I bit my lip and looked down at my shoes before answering. "I mean, I wouldn't hate it. I want Alaynah to have a brother or sister someday."

"Very true. So, uh, when do you want to start trying?" He asked seductively. He scooted closer and started lightly kissing my neck. I tugged on his shirt, and he started to take it off, but that's not what I wanted.

"Not now. Alaynah will be up soon." He nodded disappointedly, but kept one arm around me as I rested my head between his head and his shoulder. It seemed to always fit so perfectly. We sat there for about 15 minutes before Alaynah woke up, and was obviously cranky.

"Ugh, I'll get her." I said. Freddie nodded, and I jogged upstairs to comfort my crying daughter. "What's the matter sweetie?" I asked her sweetly. She didn't listen though. She continued to stand up in her crib, holding the side to keep herself balanced, and scream with drool dripping down her mouth. I picked her up and out of the crib and carried her shaking body downstairs.

"Is she ok?" Freddie asked concerned. She was still crying when we had arrived downstairs.

"Yeah, I think so." I set her down in the high chair where she squirmed and screamed, banging on the table part. "Ok, ok. No high chair. Well, what do you want?" I asked her. I nuzzled my nose against her cheek, which was flushed. I kissed her, and set her down on Freddie's lap on the couch. She shifted her whole body into his stomach as he held her tight. She continued to cry, but the cries were muffled, due to the fact that her face was buried in Freddie's shirt. "I'll make her some dinner." I made a small bowl of Spaghetti-o's and set them down on the coffee table in front of the couch. Freddie picked them up and started to feed them to her. She ate them willingly and quickly and instantly perked up. She smiled bright and wide at Freddie when she was done and playfully jumped up and down on him.

"Dada!" She screamed before he tossed her up in the air.

"Be careful you two." I told them while cleaning up Alaynah's dinner and our own that we had eaten. After I was done, I joined the two on the couch and snuggled Alaynah close to me. She was so big and I didn't want her to get any bigger.

"I can't believe she's already one." Freddie said quietly in awe.

"Hey! She's not one yet. I still have one more day with my little girl." I kissed the top of her head and rocked back in forth with her in my arms.

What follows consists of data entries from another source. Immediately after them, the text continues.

PR #98, opened 2019-10-01
Performance improvement

yunhaoling:
Lazy parse message

### DIFF
--- a/src/amqpvalue.pyx
+++ b/src/amqpvalue.pyx
@@ -313,7 +313,7 @@ cdef class AMQPValue(StructBase):
         if <void*>value == NULL:
             self._value_error()
         as_string = c_amqpvalue.amqpvalue_to_string(value)
-        py_string = copy.deepcopy(as_string)
+        py_string = as_string
         c_amqpvalue.amqpvalue_destroy(self._c_value)
         return py_string
 
@@ -669,7 +669,7 @@ cdef class StringValue(AMQPValue):
         assert self.type
         cdef const char* _value
         if c_amqpvalue.amqpvalue_get_string(self._c_value, &_value) == 0:
-            return copy.deepcopy(_value)
+            return _value
         else:
             self._value_error()
 
@@ -687,7 +687,7 @@ cdef class SymbolValue(AMQPValue):
         assert self.type
         cdef const char* _value
         if c_amqpvalue.amqpvalue_get_symbol(self._c_value, &_value) == 0:
-            return copy.deepcopy(_value)
+            return _value
         else:
             self._value_error()
 
@@ -742,7 +742,7 @@ cdef class ListValue(AMQPValue):
         assert self.type
         value = []
         for i in range(self.size):
-            value.append(copy.deepcopy(self[i].value))
+            value.append(self[i].value)
         return value
 
 
@@ -795,7 +795,7 @@ cdef class DictValue(AMQPValue):
         value = {}
         for i in range(self.size):
             key, item = self.get(i)
-            value[copy.deepcopy(key.value)] = copy.deepcopy(item.value)
+            value[key.value] = item.value
         return value
 
 
@@ -840,7 +840,7 @@ cdef class ArrayValue(AMQPValue):
         assert self.type
         value = []
         for i in range(self.size):
-            value.append(copy.deepcopy(self[i].value))
+            value.append(self[i].value)
         return value
 
 
@@ -945,4 +945,4 @@ cdef class DescribedValue(AMQPValue):
         assert self.type
         #descriptor = self.description
         described = self.data
-        return copy.deepcopy(described.value)
+        return described.value
--- a/src/amqpvalue.pyx
+++ b/src/amqpvalue.pyx
@@ -8,6 +8,7 @@
 from enum import Enum
 import logging
 import uuid
+import copy
 
 import six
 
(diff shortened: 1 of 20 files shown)


src/amqpvalue.pyx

"C'mon, Carly. She's still going to be your little girl. She's just going to be your...older little girl." He said with a hint of humor but was completely serious. I knew he felt the same way about her growing up as I did. Everything was going by so fast. It just meant that we were getting older, and unfortunately, so was she. Alaynah looked up at me with her beautiful, dark brown eyes. I looked back down at her, wearing her Dora the Explorer pajamas and her hair in a messy ponytail. I wanted her to stay like that forever; innocent and pure. I didn't want her to grow up like me. I mean, yeah, I had a good life. But that didn't overlook the fact that I got pregnant at 16. Most of all, I wanted to be a family. I didn't want to be just a girl raising a kid with her boyfriend. I wanted more, _so much more. _

That night, it wasn't until 11:00 that we got Alaynah to finally fall asleep. "That's the last time we allow her to sleep until 6 PM." I told Freddie while climbing into bed next to him.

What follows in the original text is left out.